**INSTRUCTIONS TO FOLLOW:** Lines in the records below that contain the word "egui" must each be copied.

── INPUT RECORDS

PR #442, opened 2021-05-27
Add ability to create a checkbox or radiobutton with label on other side

### LINKED ISSUE #436: Change position of `Checkbox` label
Currently it seems like there's no way to make a checkbox (or radiobox) whose text precedes its button. This would be a useful layout option, as having labels before controls and text after checkboxes clashes a lot.

vv9k:
Closes #436.

### DIFF
--- a/egui/src/widgets/button.rs
+++ b/egui/src/widgets/button.rs
@@ -214,6 +214,7 @@ pub struct Checkbox<'a> {
     text: String,
     text_color: Option<Color32>,
     text_style: Option<TextStyle>,
+    left_sided: bool,
 }
 
 impl<'a> Checkbox<'a> {
@@ -224,6 +225,7 @@ impl<'a> Checkbox<'a> {
             text: text.to_string(),
             text_color: None,
             text_style: None,
+            left_sided: false,
         }
     }
 
@@ -236,6 +238,12 @@ impl<'a> Checkbox<'a> {
         self.text_style = Some(text_style);
         self
     }
+
+    /// If set to `true` the label will be displayed before the checkbox
+    pub fn label_on_left(mut self, is_on_left: bool) -> Self {
+        self.left_sided = is_on_left;
+        self
+    }
 }
 
 impl<'a> Widget for Checkbox<'a> {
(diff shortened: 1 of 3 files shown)


egui/src/widgets/button.rs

────

**RESULT OF THIS EXERCISE:**
--- a/egui/src/widgets/button.rs
+++ b/egui/src/widgets/button.rs
egui/src/widgets/button.rs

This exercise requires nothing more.